#### Task inputs:
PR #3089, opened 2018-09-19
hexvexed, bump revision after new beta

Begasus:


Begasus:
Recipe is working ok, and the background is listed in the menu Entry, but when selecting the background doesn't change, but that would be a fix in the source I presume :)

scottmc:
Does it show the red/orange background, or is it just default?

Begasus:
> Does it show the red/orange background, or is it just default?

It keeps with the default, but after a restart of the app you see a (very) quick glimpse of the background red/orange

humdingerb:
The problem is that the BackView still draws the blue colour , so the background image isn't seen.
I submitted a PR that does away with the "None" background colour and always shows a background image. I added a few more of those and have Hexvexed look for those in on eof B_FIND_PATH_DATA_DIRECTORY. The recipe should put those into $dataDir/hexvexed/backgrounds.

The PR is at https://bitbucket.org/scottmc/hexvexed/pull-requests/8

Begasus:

#### Problem description:
The lines to copy are those in the listing that contain "after".

#### Task response:
hexvexed, bump revision after new beta
It keeps with the default, but after a restart of the app you see a (very) quick glimpse of the background red/orange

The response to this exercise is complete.